Thank you! Now I understand why I always got errors when Iworked with Arrays. They don't want to grow dynamicly^^
I absolutely loved this crash course at 75% playback speed!
Same. And I usually watch things at 1.5
Exactly what I was just thinking - they're going over this one a lot faster than the previous videos.
You guys are amazing! I have my interviews in the next two weeks and this really helps me speed up
She is so much more preferable to my monotone prof! I'm learning heaps - THX
A lot of programming languages are very particular about the type of data you give to a function, whereas more flexible ones can accept multiple types. The trade off is inflexibility against precision.

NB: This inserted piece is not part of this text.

PR #125, opened 2026-04-28
feat(biomarkers): static-analysis Code Health findings + codegraph_biomarkers MCP tool

andreinknv:
> **🔗 Stacked on #118 (file-based migrations).** Until that lands, this PR's diff transitively includes the refactor commit. The intrinsic addition for *this* PR is the new files in `src/biomarkers/`, `src/index-hooks/biomarkers.ts`, `src/db/migrations/019-*.ts`, `src/mcp/tools/biomarkers.ts`, the QueryBuilder methods, and the tests — see "Files changed" below. After #118 lands, the diff auto-cleans.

Sam Whelan some programming languages don't let you play with pointers.
A$= "at"+10+"shun"
The main drawback is that miss-typing isn't caught until the system tries to do an operation expecting one type and you give it another.
Static typing generally catches this before any of your code gets run.
Even worse is when the system preforms a different operation because it's a different type. The first time I used python, 10 < 5.
Note that in some languages, strings are not null-terminated, but rather they start with how many characters the string contains. There's pros and cons to each approach.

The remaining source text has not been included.